- **TASK TO CARRY OUT**: The answer is to be the data below, written out in full and exactly.

- **GIVEN DATA**:
• • • • • • •

PR #691, opened 2026-06-18
ci: run the client_server test suite (enable __test-data in the matrix)

kihyun1998:
The `tests/sspi/client_server` module is gated on `all(network_client, __test-data)`, but no test-matrix row enables `__test-data` — so the client↔server pairing tests (`credssp_ntlm`, `credssp_kerberos`, and the `credssp_negotiate_ntlm` test merged in #689) never run in CI. That gap is how #687 shipped unnoticed.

• • • • • • •

- **OUTPUT**:
PR #691, opened 2026-06-18
ci: run the client_server test suite (enable __test-data in the matrix)

kihyun1998:
The `tests/sspi/client_server` module is gated on `all(network_client, __test-data)`, but no test-matrix row enables `__test-data` — so the client↔server pairing tests (`credssp_ntlm`, `credssp_kerberos`, and the `credssp_negotiate_ntlm` test merged in #689) never run in CI. That gap is how #687 shipped unnoticed.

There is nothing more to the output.